By: Peter E. Hansen, Esq.
Fans of the Obamacare FAQ of the Month - and I assume there are many of you - will recall that I already addressed "affordable" coverage in March 2014. At the time, employer-sponsored coverage met the definition of "affordable" if the employee's required contribution for self-only coverage did not exceed 9.5% his or her household income for the taxable year. This has changed very, very slightly since March: from 9.5% to 9.56%.
The change prompted many to understandably believe that the new 9.56% figure also applied to the three alternative tests to determine affordability. Under the alternative standards, employer-sponsored coverage is "affordable" if the employee's required contribution for self-only coverage does not exceed:
- 9.5% of the employee's W-2 wages;
- 9.5% of the employee's rate of pay, measured at the start of each month, multiplied by 130 hours per month; or
- 9.5% of the federal poverty level for a single individual.
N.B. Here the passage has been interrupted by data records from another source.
PR #196, opened 2017-09-14
Add support for non-root NGINX Docker images

alessfg:
Initial implementation of Dockerfiles to create a set of NGINX Docker images that can be run as any user besides root (based on the discussion in nginxinc/docker-nginx#188)

### DIFF
--- a/generate-stackbrew-library.sh
+++ b/generate-stackbrew-library.sh
@@ -85,6 +85,21 @@ for version in "${versions[@]}"; do
 		EOE
 	done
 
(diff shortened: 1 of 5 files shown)


kostyrev:
Will this ever be merged?

alessfg:
Hi @kostyrev! You can now find an NGINX Docker non-root repository here (https://github.com/nginxinc/docker-nginx-openshift) and Docker images here (https://hub.docker.com/r/nginxinc/openshift-nginx/).

PR #200, opened 2017-09-22
Adjust scanelf to ignore local libs

yosifkit:
Copying the improvement from https://github.com/docker-library/ruby/pull/161.  Should be no discernible change in packages installed, but does make the sub-shell a little easier to understand.


thresheek:
Merged, thanks!

PR #1483, opened 2022-05-22
Add: TLS. Pin version. Integrity

kim0:
## Summary
The 'integrity' attribute allows for the browser to verify that externally hosted files (for example from a CDN) are delivered without unexpected manipulation. Without this attribute, if an attacker can modify the externally hosted resource, this could lead to XSS and other types of attacks. To prevent this, include the base64-encoded cryptographic hash of the resource (file) you’re telling the browser to fetch in the 'integrity' attribute for all externally hosted files.

## Breaking Change

```
[ ] Yes
[ ] No
```

### DIFF
--- a/ironfish-graph-explorer/src/index.html
+++ b/ironfish-graph-explorer/src/index.html
@@ -1,11 +1,11 @@
 <head>
-    <script src="http://unpkg.com/lodash"></script>
-    <script src="http://unpkg.com/d3-dsv"></script>
-    <script src="http://unpkg.com/dat.gui"></script>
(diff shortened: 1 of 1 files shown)


NullSoldier:
This is fine to merge, but I have some thoughts about this project as a whole.

This project was a toy project demo I made awhile back to debug the block chain. I think we should probably convert this to a real mono repo setup with real dependencies and bundler and remove all these unpkg deps in general. Also we should convert it to typescript at some point.

NullSoldier (approved):

NullSoldier:
I rebased this on staging, merging.

PR #1484, opened 2022-05-22
Don't run as root. Use no-new-privileges

kim0:
## Summary
Not running docker containers as root is best-practice. Since this is an example for running iron-fish in production, I suggest we add this

Services `node` and `miner` allow for privilege escalation via setuid or setgid binaries. Add `no-new-privileges:true` in 'security_opt' to prevent this.

## Breaking Change

[ ] Yes
[ ] No

### DIFF
--- a/tools/docker-compose.yml
+++ b/tools/docker-compose.yml
@@ -8,6 +8,9 @@ services:
         tty: true
         restart: always
         command: ["start", "--graffiti", "graffitiExample", "--name", "nodeExample"]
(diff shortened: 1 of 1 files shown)


NullSoldier:
We deleted these docker compose files, see this https://github.com/iron-fish/ironfish/pull/1513

NullSoldier:
We moved those files to this REPO, https://github.com/iron-fish/docker-compose

Issue #1419, opened 2022-05-16
Payout percent calculation issue


xbeastx:
### What happened?

It looks like there is a bug in payout amount calculation:
https://github.com/iron-fish/ironfish/blob/d6845e388a5a3fc6911ed1ca1e70571c36f5af91/ironfish/src/mining/poolShares.ts#L122

The default value balancePercentPayout is 10 (10 percents) and it will calculate correct 200 / 10 = 20. But if we will choose another value let's say 50% than 200 / 50 it's not make sense.

### Version

v0.1.34

devzorg:
It should be multiplicated,
something like `const payoutAmount = BigIntUtils.multiply(confirmedBalance, BigIntUtils.divide(this.balancePercentPayout, 100))`

PR #1491, opened 2022-05-24
add flag to override pool balance payout percentage

danield9tqh:
## Summary
Addresses https://github.com/iron-fish/ironfish/issues/1419. This change adds a flag to the `miners:pools:start` command to correctly override `balancePercentPayout` in the config.

Currently the config variable `poolBalancePercentPayout` doesn't represent an actual percentage because we are using it incorrectly. Instead it represents a divisor. So
- `config.poolBalancePercentPayout = 2` would pay out 50%
- `config.poolBalancePercentPayout = 3` would pay out 33%
- `config.poolBalancePercentPayout = 4` would pay out 25%
- etc

This change allows you to run `ironfish miners:pools:start --balancePercentPayout=30` and it will actually pay out 30%. If you do not pass in the `--balancePercentPayout` flag, it will retain it's original functionality. This is temporary to allow people running pools to migrate over to using a correct percentage. The old config variable will be removed or updated to calculate correctly in a future release.

## Breaking Change

```
[ ] Yes
[X] No
```

### DIFF
--- a/ironfish/src/mining/poolShares.ts
+++ b/ironfish/src/mining/poolShares.ts
@@ -25,14 +25,16 @@ export class MiningPoolShares {
   private attemptPayoutInterval: number
   private accountName: string
   private balancePercentPayout: bigint
+  private balancePercentPayoutFlag: number | undefined
 
-  constructor(options: {
+  private constructor(options: {
     db: PoolDatabase
     rpc: IronfishIpcClient
     config: Config
     logger?: Logger
     discord?: Discord
     enablePayouts?: boolean
+    balancePercentPayoutFlag?: number
   }) {
     this.db = options.db
     this.rpc = options.rpc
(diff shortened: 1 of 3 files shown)


ironfish/src/mining/poolShares.ts
```diff
@@ -119,7 +124,12 @@ export class MiningPoolShares {
     const balance = await this.rpc.getAccountBalance({ account: this.accountName })
     const confirmedBalance = BigInt(balance.content.confirmed)
 
-    const payoutAmount = BigIntUtils.divide(confirmedBalance, this.balancePercentPayout)
+    let payoutAmount: number
+    if (this.balancePercentPayoutFlag !== undefined) {
```
brekk, line 128: Trivial, but `!this.balancePercentPayoutFlag` is idiomatic

brekk (approved):

ironfish/src/mining/poolShares.ts
danield9tqh: I wanted to possibly account for a percentage of 0. Probably not a real use case but just to be more explicit

PR #1492, opened 2022-05-24
pass down logger in mining code

danield9tqh:
## Summary
We would like to start exporting some of our mining pool logs to a file and/or logging service to better analyze errors. In order to modify all the loggers in the mining code, we need to pass them down from when the logger is created in [command.ts](https://github.com/iron-fish/ironfish/blob/4bc3765015cb4bcfbb9732def5ae36ff8dc9db23/ironfish-cli/src/command.ts#L63) so if we change the output of the logs then all the loggers will change.

## Breaking Change

```
[ ] Yes
[X] No
```


lwisne:
How many different loggers do we use?

My assumption is "few/one", in which case it may be nice to have a global logger manager and we just grab the one we want when we need it instead of having to pass around. 

Either way, I think you identified an issue with the code as is, which is that it appears to create a new logger every time one is not passed into a function.

danield9tqh:
We just have one logger. I think one advantage with passing it down is that we can subsequently call the `withTag` method ([example](https://github.com/iron-fish/ironfish/blob/staging/ironfish/src/node.ts#L167)). Then the logs will have all the tags of the components they are a part of. this would be beneficial for filtering out logs for a single component in Datadog for example.

hughy (approved):

PR #1497, opened 2022-05-24
Add logs to mining pool

danield9tqh:
## Summary
Adding some logs to the mining pool to figure out why pool is not sending logs for a long time

## Breaking Change

```
[ ] Yes
[X] No
```

### DIFF
--- a/ironfish/src/mining/pool.ts
+++ b/ironfish/src/mining/pool.ts
@@ -302,7 +302,8 @@ export class MiningPool {
   }
 
   private recalculateTarget() {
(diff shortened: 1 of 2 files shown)


ironfish/src/mining/pool.ts
```diff
@@ -302,6 +302,7 @@ export class MiningPool {
   }
 
   private recalculateTarget() {
+    this.logger.log('recalculating target')
```
NullSoldier, line 305: set to debug

mat-if (approved):

PR #1498, opened 2022-05-24
fix: removes default createRootLogger from RPC adapters and clients

hughy:
## Summary

requires that a logger be passed to each RPC adapter and client. passing a
logger makes it easier to configure logging.

## Breaking Change

```
[ ] Yes
[X] No
```

### DIFF
--- a/ironfish/src/rpc/adapters/ipcAdapter.test.ts
+++ b/ironfish/src/rpc/adapters/ipcAdapter.test.ts
@@ -5,6 +5,7 @@
 /* eslint-disable jest/no-conditional-expect */
 import os from 'os'
 import * as yup from 'yup'
+import { createRootLogger } from '../../logger'
 import { IronfishSdk } from '../../sdk'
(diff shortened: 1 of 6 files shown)


danield9tqh (approved):

NullSoldier:
I'm a little confused by this PR. I know it merged but I've read the code a few times and don't fully understand the benefit of the change. It does however break a pattern we use everywhere else in the code, so I can imagine running into this and inadvertently reverting this change to make it consistent back to the way the rest of the code base generally does it.

hughy:
> I know it merged but I've read the code a few times and don't fully understand the benefit of the change. It does deviate from a pattern we use everywhere else in the code, to default the logger in the component. I can imagine someone running into this and inadvertently reverting this change to make it consistent back to the way the rest of the code base generally does it.

I think that this may be a question of the desirability and tradeoffs of having the default loggers ⚖️ 

For the sake of consistency I agree that it may be better to revert these changes before someone runs into something unexpected

PR #1505, opened 2022-05-25
Fix incorrectly kicking peers if we have the TX

NullSoldier:
## Summary

There is a bug where users are being kicked from connections if they
rebroadcast transactions to us that we already have. The issue is that
wallest are programmed to rebroadcast transactions if we don't accept
them up until their expiry time. However, acceptTransaction() returns
false if we already have the transaction. We also punish any user
for if acceptTransaction() returns false. You can see the issue
here.

## Testing Plan
Update tests

## Breaking Change

```
[ ] Yes
[x] No
```

### DIFF
--- a/ironfish/src/network/peerNetwork.ts
+++ b/ironfish/src/network/peerNetwork.ts
@@ -701,6 +701,10 @@ export class PeerNetwork {
       message.message.transaction,
     )
 
+    if (this.node.memPool.exists(verifiedTransaction.hash())) {
+      return true
+    }
+
     const count = this.badMessageCounter.get(message.peerIdentity)
     if (await this.node.memPool.acceptTransaction(verifiedTransaction)) {
       await this.node.accounts.syncTransaction(verifiedTransaction, {})
--- a/ironfish/src/memPool/memPool.ts
+++ b/ironfish/src/memPool/memPool.ts
@@ -82,7 +82,7 @@ export class MemPool {
   async acceptTransaction(transaction: Transaction): Promise<boolean> {
     const hash = transaction.hash()
 
-    if (this.transactions.has(hash)) {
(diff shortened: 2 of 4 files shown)


ironfish/src/network/peerNetwork.ts
```diff
@@ -701,6 +701,10 @@ export class PeerNetwork {
       message.message.transaction,
     )
 
+    if (this.node.memPool.exists(verifiedTransaction.hash())) {
+      return true
+    }
```
NullSoldier, line 706: If we already have it, then the transaction is valid and should be gossiped out to all of our peers. This is the real fix.

lwisne: But wouldn't we have gossiped the tx the first time we saw it?

And then those nodes will receive the transaction again, and with this change, gossip again, etc.

NullSoldier: 1. You don't know if your peers have seen it or not, because your peers can have changed. That's the idea, we're helping some peer with a valid transaction get their peer out into the network
2. The messages won't get gossiped in a loop because we're dealing with the same message nonce. Each gossip message has a unique nonce that's checked against a bloom filter. If we ever see the same nonce again, we drop the message entirely. You can see that logic in these two places. https://github.com/iron-fish/ironfish/blob/master/ironfish/src/network/peerNetwork.ts#L313 and https://github.com/iron-fish/ironfish/blob/master/ironfish/src/network/peerNetwork.ts#L455
3. We expect and need to have transactions gossiped out again through our wallet rebroadcasting for network and transaction reliability. You can see that here https://github.com/iron-fish/ironfish/blob/master/ironfish/src/account/accounts.ts#L790

mat-if (approved):

PR #1508, opened 2022-05-26
feat: implements secure adapter and client for TLS over TCP

hughy:
## Summary
extends TcpAdapter and IronfishTcpClient to establish TLS connection. expects
the node's private key and a self-signed cert to be located in the node's data
dir. the client is configured to allow the unauthorized, self-signed cert from
the node.

includes changes:
- refactors IronfishTcpClient and tests to make it possible to extend the class
  for TLS connections -- tls.Socket is a subclass of net.Socket, but doesn't
  implement its own 'connect' method, so the connection flow doesn't quite
  match the prior implementation
- adds config options for tlsKey, tlsCert, and enableRpcTls

it might be helpful/necessary to provide a script and documentation of how to
generate a key and cert for the node to use TLS. we'll also need to make some
changes to the Dockerfile to get a key and cert in the right place in the
containerized application.

## Testing Plan

manual testing with local nodes, cli commands

## Breaking Change

```
[ ] Yes
[X] No
```


ironfish/src/rpc/adapters/secureTcpAdapter.ts
```diff
@@ -0,0 +1,38 @@
...
+    super(host, port, logger, namespaces)
+    this.nodeKeyPath = nodeKeyPath
+    this.nodeCertPath = nodeCertPath
+  }
+
+  protected createServer(): net.Server {
+    const options = {
+      host: this.host,
+      port: this.port,
+      key: fs.readFileSync(this.nodeKeyPath),
```
danield9tqh, line 32: Can we do this `fs.readFileSync` maybe in the SDK and pass it down?

ironfish/src/rpc/clients/secureTcpClient.ts
```diff
@@ -0,0 +1,61 @@
...
+        } else if (ErrorUtils.isNoEntityError(error)) {
+          reject(new ConnectionRefusedError())
+        } else {
+          reject(error)
+        }
+      }
+
+      const options = {
+        // allows self-signed cert from the server
+        ca: [this.nodeCert],
```
hughy, line 47: This will change to `rejectUnauthorized: false` to allow self-signed certs without verifying certs on the client

PR #1518, opened 2022-05-26
GetUnspentNotes: de-couple spawning worker tasks from waiting for them to finish

mat-if:
## Summary

Before:
image

After:
image

## Breaking Change

```
[ ] Yes
[ ] No
```

### DIFF
--- a/ironfish/src/account/accounts.ts
+++ b/ironfish/src/account/accounts.ts
@@ -616,12 +616,18 @@ export class Accounts {
   ): Promise<ReadonlyArray<{ hash: string; note: Note; index: number | null }>> {
     const unspentNotes = []
 
+    const notePromises = []
     for (const transactionMapValue of this.transactionMap.values()) {
-      const result = await this.workerPool.getUnspentNotes(
-        transactionMapValue.transaction.serialize(),
-        [account.incomingViewKey],
+      notePromises.push(
+        this.workerPool.getUnspentNotes(transactionMapValue.transaction.serialize(), [
+          account.incomingViewKey,
+        ]),
       )
+    }
 
+    const results = await Promise.all(notePromises)
+
+    for (const result of results) {
       for (const note of result.notes) {
         const map = this.noteToNullifier.get(note.hash)
 


ironfish/src/account/accounts.ts
```diff
@@ -616,12 +616,18 @@ export class Accounts {
...
     for (const transactionMapValue of this.transactionMap.values()) {
-      const result = await this.workerPool.getUnspentNotes(
-        transactionMapValue.transaction.serialize(),
-        [account.incomingViewKey],
+      notePromises.push(
+        this.workerPool.getUnspentNotes(transactionMapValue.transaction.serialize(), [
+          account.incomingViewKey,
+        ]),
       )
+    }
```
brekk, line 626: Any reason this for loop couldn't be a `.map`?

```
const notePromises = this.transactionMap.values.map(
  x => this.workerPool.getUnspentNotes(
    x.transaction.serialize(), [account.incomingViewKey]
  )
)
```

brekk (approved):
Not a blocker but I prefer `.map`

ironfish/src/account/accounts.ts
mat-if: my js-fu is disgraceful 😢

mat-if: Oh, jk this is a generator, not an iterator

ironfish/src/account/accounts.ts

Unfortunately, the 9.56% figure does not apply to the three alternative tests. This is because the definition of "affordable" includes an "applicable percentage" that allows for and anticipates adjusting the 9.5% figure, but the alternative tests do not. As a result, the regulatory definition of "affordable" technically has no impact on the alternative tests, so those will remain at 9.5% unless and/or until we receive updated guidance. Questions? Suggestion for a future Obamacare FAQ of the Month? Please contact WS Attorney Peter E. Hansen at (262) 560-9696, or email email@example.com .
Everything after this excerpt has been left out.